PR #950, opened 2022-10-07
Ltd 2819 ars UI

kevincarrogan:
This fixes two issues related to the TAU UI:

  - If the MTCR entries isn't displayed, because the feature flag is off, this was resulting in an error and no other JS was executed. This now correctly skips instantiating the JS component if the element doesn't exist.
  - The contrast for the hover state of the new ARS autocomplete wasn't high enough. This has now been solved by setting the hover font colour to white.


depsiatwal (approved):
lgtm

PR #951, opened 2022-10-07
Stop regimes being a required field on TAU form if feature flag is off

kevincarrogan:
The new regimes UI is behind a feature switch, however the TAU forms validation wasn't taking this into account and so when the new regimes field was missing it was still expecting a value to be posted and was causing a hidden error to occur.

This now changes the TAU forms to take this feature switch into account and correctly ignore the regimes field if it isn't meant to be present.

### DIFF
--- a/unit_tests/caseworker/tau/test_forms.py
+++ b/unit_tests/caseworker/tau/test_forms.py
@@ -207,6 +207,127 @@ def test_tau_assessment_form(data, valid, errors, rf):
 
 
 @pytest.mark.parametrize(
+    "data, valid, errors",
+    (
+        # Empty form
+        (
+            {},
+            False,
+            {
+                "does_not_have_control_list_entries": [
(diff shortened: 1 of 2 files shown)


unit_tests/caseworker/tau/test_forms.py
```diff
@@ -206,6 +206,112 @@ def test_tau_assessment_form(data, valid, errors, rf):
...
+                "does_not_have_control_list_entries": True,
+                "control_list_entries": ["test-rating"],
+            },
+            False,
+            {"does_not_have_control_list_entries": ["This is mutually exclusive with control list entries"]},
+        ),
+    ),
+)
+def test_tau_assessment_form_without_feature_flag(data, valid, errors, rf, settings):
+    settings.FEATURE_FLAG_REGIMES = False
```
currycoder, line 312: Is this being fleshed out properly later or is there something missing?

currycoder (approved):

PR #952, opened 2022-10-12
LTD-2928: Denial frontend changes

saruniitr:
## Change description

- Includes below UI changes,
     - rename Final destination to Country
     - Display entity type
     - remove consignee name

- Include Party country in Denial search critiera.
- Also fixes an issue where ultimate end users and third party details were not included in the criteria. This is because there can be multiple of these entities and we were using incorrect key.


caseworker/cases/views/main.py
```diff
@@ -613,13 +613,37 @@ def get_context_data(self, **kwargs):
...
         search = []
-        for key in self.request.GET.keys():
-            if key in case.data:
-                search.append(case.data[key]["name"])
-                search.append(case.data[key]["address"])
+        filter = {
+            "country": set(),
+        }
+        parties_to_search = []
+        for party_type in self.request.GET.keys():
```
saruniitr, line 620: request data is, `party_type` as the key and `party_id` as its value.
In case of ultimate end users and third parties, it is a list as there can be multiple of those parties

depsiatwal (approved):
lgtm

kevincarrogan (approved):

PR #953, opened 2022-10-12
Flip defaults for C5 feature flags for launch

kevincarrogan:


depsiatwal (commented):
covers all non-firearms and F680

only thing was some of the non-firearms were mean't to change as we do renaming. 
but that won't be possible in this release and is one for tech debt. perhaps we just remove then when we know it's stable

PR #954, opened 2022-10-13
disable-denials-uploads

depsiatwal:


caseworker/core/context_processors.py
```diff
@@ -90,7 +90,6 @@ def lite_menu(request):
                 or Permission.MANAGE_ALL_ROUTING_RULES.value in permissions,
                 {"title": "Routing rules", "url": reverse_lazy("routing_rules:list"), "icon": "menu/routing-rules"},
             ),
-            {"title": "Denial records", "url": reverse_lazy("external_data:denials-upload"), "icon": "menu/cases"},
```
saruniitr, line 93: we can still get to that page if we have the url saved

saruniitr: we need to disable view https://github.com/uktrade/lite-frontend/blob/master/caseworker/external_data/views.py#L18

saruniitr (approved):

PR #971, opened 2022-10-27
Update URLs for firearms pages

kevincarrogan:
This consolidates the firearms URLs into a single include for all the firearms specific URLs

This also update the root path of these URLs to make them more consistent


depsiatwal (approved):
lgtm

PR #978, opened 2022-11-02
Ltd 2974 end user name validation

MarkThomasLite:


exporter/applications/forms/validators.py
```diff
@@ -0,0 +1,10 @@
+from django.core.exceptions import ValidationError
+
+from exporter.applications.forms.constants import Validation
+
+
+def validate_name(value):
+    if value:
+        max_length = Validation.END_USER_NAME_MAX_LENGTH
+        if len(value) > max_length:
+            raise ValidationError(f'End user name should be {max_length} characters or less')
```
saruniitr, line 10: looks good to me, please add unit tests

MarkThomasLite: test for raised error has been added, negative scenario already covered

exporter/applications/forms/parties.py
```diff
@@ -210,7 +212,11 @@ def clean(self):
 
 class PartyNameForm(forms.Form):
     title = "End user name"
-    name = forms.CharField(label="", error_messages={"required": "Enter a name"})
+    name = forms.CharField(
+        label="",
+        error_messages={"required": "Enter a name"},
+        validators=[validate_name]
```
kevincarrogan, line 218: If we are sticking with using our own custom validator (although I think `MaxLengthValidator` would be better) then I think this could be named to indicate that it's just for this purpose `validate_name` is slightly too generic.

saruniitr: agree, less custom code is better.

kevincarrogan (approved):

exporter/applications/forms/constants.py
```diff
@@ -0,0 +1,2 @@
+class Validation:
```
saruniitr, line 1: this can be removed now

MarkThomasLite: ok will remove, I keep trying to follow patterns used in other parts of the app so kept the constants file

- [REQUIRED ACTION] Go through the entries above and report each line with the string "less" in it.

- [SOLUTION FOR THIS TASK]
+            raise ValidationError(f'End user name should be {max_length} characters or less')
saruniitr: agree, less custom code is better.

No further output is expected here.